Aim of the task -
State only how many lines below include the word "wiki".

** Opening Source material block **

PR #9306, opened 2026-07-25
feat(tracking): show the tracked task in the browser tab title

### LINKED ISSUE #8818: 💡 Make a running timer visible everywhere (chip hidden below 1080px, no tab-title change, dash placeholders)
## Problem

A running timer can be completely invisible:

1. The tracked-task chip in the header is hard-hidden below 1080px viewport width (`src/app/core-ui/main-header/play-button/play-button.component.ts:187-189`) — only a generic pulsing pause icon remains.
2. The browser tab title only changes for **focus-mode** sessions, not plain tracking (`src/app/core-ui/browser-title.service.ts` — `_getTitle` returns the base title unless a focus session is running). A web/PWA user who switches tabs has no cue a timer is running.
3. The work-view header metrics render bare dash placeholders when empty (`Estimate remaining: ~-`, `Working today: -`, `- / 8h` in the planner) — they read as broken UI rather than "no data yet".

On plain web (no Electron, no extension) there is also no idle detection, so a forgotten timer runs indefinitely with none of the above cues.

## Suggested fix

- Show at least elapsed time + pause affordance at all viewport widths (the chip can truncate, but not disappear).
- Include tracking state in the tab title for plain tracking too (e.g. `⏱ 0:42 · Task name`).
- Hide the metric row items (or show a friendly zero-state) instead of rendering `-` placeholders.

---

MarkQuach12:
## Problem

Closes #8818. A running timer could be invisible. The tab title only changed for focus sessions, so a web user who switched tabs had no cue at all, and plain web has no idle detection to catch a forgotten timer. The work view metric row rendered a bare `-` for zero values, which reads as broken UI.

## Solution

Show the tracked task in the tab title during plain tracking, not just focus mode, as `25m - Task name`. Time shown is the task's total for today, since no timestamp for when tracking started is persisted. Focus mode keeps priority when a session is active.

Render `0m` instead of `-` for the three work view header metrics, matching what the planner already does.

Documents the tab title in `3.05-Web-App-vs-Desktop.md`. Also adds one clause to `4.14-How-Time-Is-Logged.md`, a Concepts note, so the line listing where the active task is shown mentions the tab title too.

## Scope change after rebase

This PR originally also reworked the header chip so the tracked task name stayed visible at all widths. That part is dropped. #9517 landed the same capability upstream as `tracked-task-pill`, and it is a superset of what this PR did, so the commit was removed rather than rebased. Both review items on the earlier revision were about that commit and no longer apply.

## Type of Change

- [x] Bug fix
- [x] New feature
- [ ] Breaking change
- [ ] Refactoring
- [ ] Documentation
- [ ] Other (please describe)

## Checklist


johannesjo:
@MarkQuach12 thank you! Could you have a look at the conflict?

MarkQuach12:
> @MarkQuach12 thank you! Could you have a look at the conflict?

Took a quick look at it was just an additional missing line (merged and should be good now)

src/app/core-ui/main-header/main-header.component.scss
```diff
@@ -173,11 +178,11 @@ button.isActive2 {
   margin-left: auto;
   display: flex;
   align-items: center;
-  // Keep the action group at its intrinsic width so a long title shrinks
-  // (it ellipsizes) instead of pushing these buttons off screen (#7477).
-  flex: 0 0 auto;
+  // Shrinkable only as far as the tracked-task chip can give way - every
+  // button inside is fixed-size, so they still can't be pushed off screen
+  // (#7477) while the page title keeps its share of the row.
+  flex: 0 1 auto;
```
johannesjo, line 262: **Important — fixed controls overflow while tracking.** Making the whole action nav shrinkable does not establish a shrink path for the nested chip: the nav retains its automatic min-content width while the chip has a 90px floor. On this head I reproduced Focus and Sync outside a 440px viewport, Pause partly outside at 321px, and trailing actions outside an 800px viewport with the side nav open. Pausing removes the chip and restores containment.

This reverses the load-bearing fixed-nav behavior from #7898/#7477. Please keep the fixed actions non-shrinking and establish a tested shrink path where only the optional chip truncates (with a fit fallback if it cannot fit). The smallest regression test is to extend the existing #7477 layout fixture with a running-task chip; it currently renders counters only, so it passes this failure.

src/app/core-ui/main-header/play-button/play-button.component.ts
```diff
@@ -165,30 +174,25 @@ import { NavigateToTaskService } from '../../navigate-to-task/navigate-to-task.s
         }
       }
 
+      /* In flow rather than an overlay, so the header's flex layout keeps this
+         off the page title instead of covering it. Shrinks ahead of everything
+         else in the header, down to the floor below. */
       .current-task-title {
```
johannesjo: **Important — the vertical action bar loses Pause while tracking.** The unchanged `_vertical-action-bar.scss` explicitly relies on `.play-btn-wrapper` being the positioned containing block and this chip being absolute/vertically centered. After this change, the vertical override only hides the in-flow chip with opacity/visibility, so it still reserves horizontal space. At a 1000px viewport I reproduced the 48px rail at x=952–1000 while Pause was entirely offscreen at x=1096–1136.

The smallest fix is local to the existing vertical-mode override: restore a positioned wrapper and an absolute, vertically centered flyout there so the hidden title consumes no rail width. No new layout abstraction is needed.

johannesjo (changes requested):
I carefully rechecked the latest head against #8818, the prior #7477 layout contract, both header modes, and the focused tests.

The browser-title and `0m` changes look sound. I’m requesting changes for the two reproducible header regressions in the inline comments. Both can be fixed locally in the existing layout; no new state, setting, or abstraction is needed.

Verification on this head: BrowserTitleService 21/21 and MainHeader 5/5 pass locally. The existing header fixture does not include the running-task chip, which is why it misses the reproduced overflow.

MarkQuach12:
Rebased onto master and force pushed, so the history changed. Summary of what moved:

The header chip commit (`fcd311c83`) is dropped rather than fixed. #9517 landed `tracked-task-pill` upstream, which does the same job and more (click to navigate, project tag, container query, absolutely positioned so it cannot move a button). Both of your review items were about that commit, so neither applies now. Rebasing it would have meant reimplementing a worse version of something already merged.

What remains is the two changes you called sound, plus their docs:

- `feat(tracking): show tracked task in the browser tab title`
- `fix(work-view): show 0m instead of a dash in header metrics`
- `docs(wiki): note the tracked task in the tab title`

Title and description updated to match.

Verified on the rebased head against the widths from your review, with a task tracking and a long name:

| viewport | pill rendered | actions outside header |
| --- | --- | --- |
| 1280 | yes | none |
| 800 | yes | none |
| 440 | yes | none |
| 321 | yes | none |

Tab title round trip: `Super Productivity` when idle, `0m - <task>` while tracking, back to `Super Productivity` on stop.

Unit suite on the rebased head is green apart from `caldav-client.service.spec.ts` "connects when the server omits principal-collection-set from the principal response", which fails identically on a clean master checkout here, so it is not from this branch.

johannesjo:
**✅ Ready to merge** – no blocking issues at `35f7b6a`. Merge confidence 90% – the per-second title refresh is verified by reading the wiring (`select(selectCurrentTask)` re-emits because `addTimeSpent` produces a new entity each tick), not by running it: the new specs mock `TaskService`, so nothing executes that path.

Thanks for the PR, and for the rebase write-up – dropping the header commit in favour of `tracked-task-pill` from #9517 was the right call, and I confirmed that both earlier inline comments pointed at files this head no longer touches. What remains is small, correct and covered by the new specs: the focus-session precedence, the `0m` case and the fall-back-once-focus-ends transition all have a test, and the last one is exactly the case that would break if the conditional signal read in the effect stopped re-tracking.

Two optional polish items:

### Nits

- **`docs/wiki/4.14-How-Time-Is-Logged.md:11`** and **`docs/wiki/3.05-Web-App-vs-Desktop.md:25`** – both new clauses say the tracked task's name appears in the tab/window title, without qualification, but a focus session wins: `browser-title.service.ts:39-41` uses `focusTitle` and never reaches `_getTrackingTitle()` while `isRunning` or `isSessionPaused` is true. So with a task tracked and a focus session running the title is just `25:00`, with no task name. A "when no focus session is running" qualifier in both lines would make the docs match the code.

- **`src/app/features/work-view/work-view.component.html:23`** – pre-existing rather than something this PR introduced, so entirely up to you: the `TODAY_REMAINING` tooltip still uses the bare `msToString`, so in a project context where the project has no remaining estimate but `workingToday()` is non-zero the row renders and the tooltip reads `Today remaining ~-` – the same dash the three visible metrics were just fixed to avoid. The other two bare uses in that row (`:49`, `:61`) can't produce a dash, because the `@if` and `matTooltipDisabled` guards suppress the zero case, so this is the last one. Same `(… | msToString: false : true) || '0m'` finishes it.

---

johannesjo:
Thank you very much! <3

** Closing Source material block **

Solution to the exercise -
2